Who am I? Why am I here? Best phrased by Admiral Stockdale, but certainly not a patented statement.
Or perhaps Sherry Turkle's second self? But she applies the term in relation to how we present ourselves through technology.
Here, I assess who I am in both digital and analog.
I wear many hats, as I assess most of you do, too. Some hats have greater influence by design; others less influence, to my dismay.
Military officer is my primary identity. While I wish I could place husband/father first, military service has an extraordinary hydraulic effect on my time. On the one hand, it's an identity I'm comfortable with. I think I do well at my job and am confident in my day-to-day workflow. After 18+ years of service, the uniform has long been both a literal and figurative identity symbol. On the other hand, I struggle with the extent to which the uniform defines me. Arguably, to be truly successful in the military the uniform must be your primary identity. Read the biographies of the top officers and enlisted members of each service: they're like monks dedicated to a higher calling. Me? I do the best I can on duty, but I otherwise typically remove the identity when I hang up my uniform at the end of the day.
Husband/father is my second identity. Domestication suits me. I love coming home to the family, hanging out, going on adventures, cooking dinner in that cute little maid's outfit the wife bought me... indeed, my wife likes to say, "I love Jimmy! I don't quite get Maj Fielder, though..." When I retire, she doesn't want me to shave for a year. And she's going to replace my entire wardrobe with flannel shirts and utili-kilts. Decisions I make while wearing other identities influence the family, which weighs on my conscience: i.e. do I take that cool assignment, even though my family doesn't want to live there? Do I write a book at expense of family time?

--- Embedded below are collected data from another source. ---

PR #1270, opened 2023-02-21
Fix links, remove as many anchor definitions as possible

tabatkins:
This is purely an editorial change. It fixes the link errors the current spec has (around Memory and Memory/buffer), and additionally removes a large number of the explicit anchors defined in the spec. For the most part these removals were simple; in a few places I fixed the linking syntax down in the spec body as well.

The abstract-op anchors left behind just aren't being detected by WebRef; [I opened an issue about them](https://github.com/w3c/webref/issues/888). When that's fixed we should be able to remove that entire block.

A number of the remaining anchors are things that should probably be fixed in ECMAScript, but I don't have bandwidth to do that right now. I haven't done a full accounting of the remaining anchor values; some of them might also be removable right now.

***
<a href="https://whatpr.org/webidl/1270.html" title="Last updated on Feb 28, 2023, 7:56 PM UTC (4f171d4)">Preview</a> | <a href="https://whatpr.org/webidl/1270/8728881...4f171d4.html" title="Last updated on Feb 28, 2023, 7:56 PM UTC (4f171d4)">Diff</a>

### DIFF
--- a/index.bs
+++ b/index.bs
@@ -4927,7 +4927,7 @@ is identified by one of the following types:
 *   <dfn exception>URIError</dfn>
 
 These correspond to all of the ECMAScript [=ECMAScript/error objects=]
-(apart from {{SyntaxError}} and {{Error}},
+(apart from <l spec=ecmascript>{{SyntaxError}}</l> and {{Error}},
 which are deliberately omitted as they are reserved for use
 by the ECMAScript parser and by authors, respectively).
 The meaning of each [=simple exception=] matches
@@ -4996,10 +4996,10 @@ for {{DOMException}}, a description, and legacy code values.
 Note: If an error name is not listed here, please file a bug as indicated at the top of this specification and it will be addressed shortly. Thanks!
 
 Note: Don't confuse the "{{SyntaxError!!exception}}" {{DOMException}} defined here
-with ECMAScript's {{SyntaxError}}.
+with ECMAScript's <l spec=ecmascript>{{SyntaxError}}</l>.
 "{{SyntaxError!!exception}}" {{DOMException}} is used to report parsing errors in web APIs,
 for example when parsing selectors,
-while the ECMAScript {{SyntaxError}} is reserved for the ECMAScript parser.
+while the ECMAScript <l spec=ecmascript>{{SyntaxError}}</l> is reserved for the ECMAScript parser.
 To help disambiguate this further,
 always favor the "{{SyntaxError!!exception}}" {{DOMException}} notation
 over just using {{SyntaxError!!exception}} to refer to the {{DOMException}}. [[DOM]]
--- a/index.bs
+++ b/index.bs
@@ -4,6 +4,7 @@ H1: Web IDL
 Shortname: webidl
 Text Macro: TWITTER webidl
 Text Macro: LATESTRD 2022-09
+Text Macro: COMMIT-SHA foo
 Abstract: This standard defines an interface definition language, Web IDL, that can be used to describe interfaces that
 Abstract: are intended to be implemented in web browsers.
 Translation: ja https://triple-underscore.github.io/WebIDL-ja.html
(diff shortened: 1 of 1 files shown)


tabatkins:
Oh hm, it's failing due to a badly-encoded URL, which I think is a Bikeshed bug I noticed before. I'll go investigate.

tabatkins:
Nah not a Bikeshed bug, it's a data source bug. Reported at https://github.com/w3c/webref/issues/889

index.bs
```diff
@@ -12,72 +12,16 @@ Complain About: accidental-2119 no
 
 <pre class="link-defaults">
 spec: infra; type: dfn; text: list
-spec: url; type: interface; text: URL
-spec: dom; type: interface; text: Document
 spec: ecma-262; type: dfn; for: /; text: internal method
 spec: ecma-262; type: dfn; for: /; text: internal slot
 spec: ecma-262; type: dfn; for: /; text:realm
+spec:wasm-js-api-2;
```
annevk, line 18: No variant without a version? cc @Ms2ger

annevk (commented):
Wow, this looks lovely.

index.bs
tabatkins: Yeah, it'll be fixed separately, but in the meantime this link-default fixes the error locally.

index.bs
```diff
@@ -6936,8 +6869,8 @@ in ECMAScript, as defined by the <cite>ECMAScript Language Specification</cite>
 [[!ECMA-262]].
 
 Unless otherwise specified, objects defined in this section are ordinary objects as described in
-[=ECMA-262 Ordinary object internal methods and internal slots=], and if the
-object is a [=function object=], [=ECMA-262 Built-in function objects=].
+[[ecmascript#sec-ordinary-object-internal-methods-and-internal-slots]], and if the
+object is a [=function object=], [[ecmascript#sec-built-in-function-objects]].
```
TimothyGu, line 6873: This is wonderful. Thanks!

index.bs
```diff
@@ -7655,7 +7587,7 @@ values are represented by ECMAScript Object values.
     An ECMAScript value |V| is [=converted to an IDL value|converted=]
     to an IDL {{object}} value by running the following algorithm:
 
-    1.  If <a abstract-op>Type</a>(|V|) is not Object, then [=ECMAScript/throw=] a {{ECMAScript/TypeError}}.
+    1.  If <a abstract-op>Type</a>(|V|) is not Object, then [=ECMAScript/throw=] a {{TypeError}}.
```
TimothyGu, line 7590: This is another name clash between ES and Web IDL. Previously it linked to ECMAScript, but now it goes to Web IDL. It's mostly fine since Web IDL's `{{TypeError}}` is basically a redirect to ES. But since these algorithm steps are written in the style of ECMAScript (including the `throw` reference), I'd still prefer to use the ECMAScript link if possible.

index.bs
```diff
@@ -5154,10 +5087,10 @@ for {{DOMException}}, a description, and legacy code values.
...
 Note: Don't confuse the "{{SyntaxError!!exception}}" {{DOMException}} defined here
-with ECMAScript's {{ECMAScript/SyntaxError}}.
+with ECMAScript's {{SyntaxError}}.
 "{{SyntaxError!!exception}}" {{DOMException}} is used to report parsing errors in web APIs,
 for example when parsing selectors,
-while the ECMAScript {{ECMAScript/SyntaxError}} is reserved for the ECMAScript parser.
+while the ECMAScript {{SyntaxError}} is reserved for the ECMAScript parser.
 To help disambiguate this further,
 always favor the "{{SyntaxError!!exception}}" {{DOMException}} notation
 over just using {{SyntaxError!!exception}} to refer to the {{DOMException}}. [[DOM]]
```
TimothyGu, line 5096: The new `{{SyntaxError}}` references are incorrect: it goes to the unrelated `"SyntaxError"` `DOMException` in Web IDL rather than ES. In fact, this paragraph explains exactly how they are different.

index.bs
tabatkins: Ohhh, I missed that distinction, indeed. That can be fixed. (Using `<l spec=ecmascript>{{TypeError}}</l>`.)

domenic:
Looks like the webref data source bug is fixed, so this is ready for @tabatkins to fix up the exception references and then we should be good to go.

tabatkins:
All right, the TypeError and SyntaxError refs are fixed, and now that WebRef has fixed a lot of the missing dfns, I've done another pass thru the anchors and removed every single one that we no longer need. I specifically confirmed for all of these new removals that they didn't change any behavior; two or three now link more directly to a term in the first paragraph of a section, rather than the section itself, but I figured that was fine. The rest all link to the same anchors as before (just using the multipage version of the spec instead).

TimothyGu (approved):
Thanks so much! I looked through the changes and everything looks good to me.

There were a few TypeError links that changed from ES to Web IDL, but I think they should've been IDL in the first place, so thanks for fixing those also.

Third? Academic; or aspiring academic, at least. I've done research in some form or another my entire military career, but am only a recently minted PhD. While doctoral-level training certainly improves my military research, the relationship doesn't reverse well. Sure, military-bred discipline helps, but intelligence analysis tools don't overlay well onto social science methodology. If I want to grow as a political scientist, then, I must find time to dedicate to the craft. Needless to say, there's a tug-of-war between work identities here. Thankfully, my military supervisors encourage me to keep up with academia. Nice fellows, they are! Of course, there's the practical side--the military invested much wampum into my graduate training, thus they want return on the investment. :-P
Fourth, creative. In what few hours I have to myself at the end of the day, I paint. I write. I plunk away at a bass guitar. At least, I try to do all three. I sorely wish I had more time in a day to give each outlet the attention it deserves. This is my greatest lamentation--competent and confident in my job, but I don't want my job to fully define me. But there's only so much time, and feeling like the Looney Tunes frog after a long day's work isn't the best foundation for right-brained pursuits. The urge to roost is strong.
Or, as the saying goes, "that moment when you have so much to do that you play video games instead."
Right. So what does this have to do with this website? In short, unifying my identity. Let me tell a little story first...
From 2005 to 2009, I ran a blog called "Diary of the Mad Pigeon." It was the complete antithesis of this site: policy and social commentary, satire, rants, music, culture, art... basically, everything I cared about in one succinct package. Gads, was it fun... I sold the Iranian government on eBay, got into a public row with an anti-military nutcase, publically embarrassed a company for copyright trolling... and so on. I posted at least once a day, and also had a coauthor who weighed on occasion. In social media speak, I had a brand.
I ultimately decided to shutter the blog in early 2009 because it ate an incredible amount of time that I figured I should be using to write "traditional" publishable material. Additionally, I was about to start my doctoral program, and that HAD to take precidence over distractions.
I sometimes regret my decision.
I started this site as a means to hang my CV shingle and curate my research interests: for a research junkie, a well-stocked bibliography is an incredible time saver. But here's the rub: this site only captures one of my identities. By creating a highly-focused site, I constrained the site's utility for other identities. I pigeonholed myself, if you will.
This isn't to say I know what to do at this point. The simplest solution is to change the byline and expand the site's portfolio. What I DON'T want are separate sites--for me, unified is the way to go.
We'll see. Any inputs would be much appreciated!